The node stores every block header from Genesis to the current tip and tracks the longest valid chain. When a peer announces a block it triggers download and validation; if the node has fallen behind it downloads and validates the missing blocks to rejoin the tip. It keeps the mempool and UTXO set aligned with the active tip and tracks competing candidate tips so temporary forks are handled correctly.

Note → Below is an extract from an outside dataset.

PR #183, opened 2015-02-18
Remove deprecated shared example group.

myronmarston:


JonRowe:
Appveyor has gone away for some reason but this LGTM so merging regardless.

## Bitcoin Server Network (BSN)

The BSN is the node's peer-to-peer message layer. It maintains connections to peers and distributes and retrieves new blocks, new transactions, chain state, and (on demand) block headers and full blocks. Every node performs the same role. Block-header clients connect the same way but store only headers.

## Pruning

A node may prune historical transaction data from disk once it no longer needs that data for the policies it implements (validating new transactions primarily requires the [UTXO set](#utxo-set)). Pruning does **not** by itself preserve the ability to serve SPV Merkle proofs for deleted transactions: reconstructing an inclusion proof requires either the full transaction list for the block or retained intermediate Merkle hashes for the path. A pruned node that discards those data can still validate new blocks against the UTXO set, but cannot rebuild arbitrary historical SPV proofs unless it stored them (see [Light Clients and SPV](/bitcoin-protocol-documentation/implementation-notes/light-clients-and-spv.md)).

{% hint style="info" %}
The white paper notes that transactions may be discarded to save disk space: a proof of the previous transaction can be kept and the rest pruned, allowing the chain to continue without the full transaction history.